▶ [WORK ITEM] Only one number is wanted: the count of lines in the records below that hold the word "with".

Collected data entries
Issue #1016, opened 2018-12-25
Test for bind-mounted volumes


running99:
runtime/issues/965

PR #1017, opened 2018-12-25
integration/stability: test for bind-mounted volumes

running99:
Test if a container stops properly:
start a container with a bind mount and set bind propagation to a sub-directory of the mount point.

Fixes: #1016

Depends-on:github.com/kata-containers/runtime#963

Signed-off-by: <crossrunning@outlook.com>

### DIFF
--- a/integration/stability/bind_mount_linux.sh
+++ b/integration/stability/bind_mount_linux.sh
@@ -1,0 +1,86 @@
+#!/bin/bash
+#
+# Copyright (c) 2019 Ning Lu
+#
+# SPDX-License-Identifier: Apache-2.0
+#
+# This test will start a container with a bind mount
+# and set bind propagation, the purpose of this
+# test is to check if the container stops properly
+
+set -e
+
+cidir=$(dirname "$0")
+testname="${0##*/}"
+sysname=$(uname)
+
+if [ "${sysname}" != "Linux" ]; then
+    echo "Skip ${testname} on ${sysname}"
+    exit 0
+fi
+
+source "${cidir}/../../lib/common.bash"
+
+# Environment variables
+IMAGE="${IMAGE:-busybox}"
+CONTAINER_NAME="${CONTAINER_NAME:-test}"
+PAYLOAD_ARGS="${PAYLOAD_ARGS:-tail -f /dev/null}"
+TMP_DIR=$(mktemp -d --tmpdir=/tmp ${testname}.XXX)
+MOUNT_DIR="${TMP_DIR}/mount"
+BIND_DST="${MOUNT_DIR}/dst"
+BIND_SRC="${TMP_DIR}/src"
+DOCKER_ARGS="-v ${MOUNT_DIR}:${MOUNT_DIR}:rslave"
+CONTAINER_ID=
+
+# Set the runtime if not set already
+RUNTIME="${RUNTIME:-kata-runtime}"
+
+function setup {
+	clean_env
+	docker run --runtime=${RUNTIME} -d ${DOCKER_ARGS} --name ${CONTAINER_NAME} ${IMAGE} ${PAYLOAD_ARGS}
+	CONTAINER_ID=$(docker ps -q -f "name=${CONTAINER_NAME}")
+}
+
+function cmd_bind_mount {
+	mkdir -p ${BIND_SRC}
+	mkdir -p ${BIND_DST}
+	mount --bind ${BIND_SRC} ${BIND_DST}
+	docker rm -f ${CONTAINER_NAME}
+
+	KATA_PROC=$(ps aux | grep ${CONTAINER_ID} | grep -v grep | tee)
+}
+
+function clean_kata_proc {
+	kata_pids=$(echo -n "${KATA_PROC}" | awk '{print $2}')
+	[ -n "${kata_pids}" ] && echo "${kata_pids}" | xargs kill
+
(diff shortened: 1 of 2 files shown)


integration/stability/bind_mount_linux.sh
```diff
@@ -0,0 +1,62 @@
...
+
+set -e
+
+cidir=$(dirname "$0")
+testname="${0##*/}"
+sysname=$(uname)
+
+[ "$sysname"x == "Linux"x ] || exit 0
+
+source "${cidir}/../../metrics/lib/common.bash"
```
chavafg: If this is just for the `clean_env` function, it would be better to only source `"${cidir}/../../lib/common.bash"`

integration/stability/bind_mount_linux.sh
```diff
@@ -0,0 +1,62 @@
...
+BIND_DIR="${MOUNT_DIR}/sub"
+DOCKER_ARGS="-v ${MOUNT_DIR}:${MOUNT_DIR}:rslave"
+CONTAINER_ID=
+
+# Set the runtime if not set already
+RUNTIME="${RUNTIME:-kata-runtime}"
+
+function setup {
+	clean_env
+	docker run --runtime=$RUNTIME -d $DOCKER_ARGS --name $CONTAINER_NAME $IMAGE $PAYLOAD_ARGS
```
chavafg: can you please quote all variables here and below?

integration/stability/bind_mount_linux.sh
running99: udpate

integration/stability/bind_mount_linux.sh
running99: update

integration/stability/bind_mount_linux.sh
```diff
@@ -0,0 +1,62 @@
+#!/bin/bash
+#
+# SPDX-License-Identifier: Apache-2.0
```
jodh-intel: Missing copyright by the author here?

running99: update

jodh-intel: Thanks. I guess you may have written this in 2018, but should this be 2019 now? :smile:

integration/stability/bind_mount_linux.sh
```diff
@@ -0,0 +1,64 @@
...
+# and set bind propagation, the purpose of this
+# test is to check if the container stops properly
+
+set -e
+
+cidir=$(dirname "$0")
+testname="${0##*/}"
+sysname=$(uname)
+
+[ "$sysname"x == "Linux"x ] || exit 0
```
jodh-intel: I know it's traditional, but I don't think we need to use this form of syntax any more as bash is sane :) I'd remove the `x`'s and add a warning message that the test is being skipped.

integration/stability/bind_mount_linux.sh
```diff
@@ -0,0 +1,64 @@
...
+function cmd_bind_mount {
+	mkdir -p ${BIND_DIR}
+	mount --bind /tmp ${BIND_DIR}
+	docker rm -f ${CONTAINER_NAME}
+}
+
+function check {
+	kata_pid_count=$(ps aux | grep ${CONTAINER_ID} | grep -v grep | wc -l)
+	if (( kata_pid_count != 0 ));then
+		die "Left $kata_pid_count kata processes, quitting"
```
jodh-intel: How about displaying full details of these "rogue" processes before dying? That might help with debugging any issues. Also, should those processes continue to run as this is a CI test? Maybe they should be killed and the bind mount unmounted?

/cc @chavafg, @grahamwhaley.

integration/stability/bind_mount_linux.sh
running99: oh, yes😂

integration/stability/bind_mount_linux.sh
running99: update

integration/stability/bind_mount_linux.sh
running99: ok, update to clean processes and mount point

jodh-intel:
Thanks @running99!

lgtm

jodh-intel:
Ping @kata-containers/tests.

grahamwhaley:
Running this locally, as non-root, I get a 'cannot create /mnt/tmp/sub' dir perm error - as `/mnt` may need root perms (depending on the distro, user setup etc.).
Do we have to use `/mnt`? Better if we make this all use `mktemp` (and place in the system `$TMP` etc.) if we can ?

Let's try not to hard code host side paths, and use `sudo` if/where we need to.

jodh-intel:
Restarting the CIs as the 3 failure no longer have valid URLs to trigger individual restarts...

/retest

chavafg:
```
10:11:23 Running stability test: bind_mount_linux.sh
10:11:25 test
10:11:25 Ending stability test: bind_mount_linux.sh
10:11:25 rm: cannot remove '/tmp/bind_mount_linux.sh.76n/mount/dst': Device or resource busy
10:11:25 make: *** [Makefile:66: docker-stability] Error 1
10:11:25 Build step 'Execute shell' marked build as failure
```

Test still failing, we need to umount resource before deleting it, right?

running99:
Yes, in the new version, need umount.

chavafg:
@GabyCT seems like firecracker job started right away when pushing the change, can you check the trigger setup?

chavafg:
merging this one, all CI passed and have several acks.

▶ [RESPONSE BELOW] 3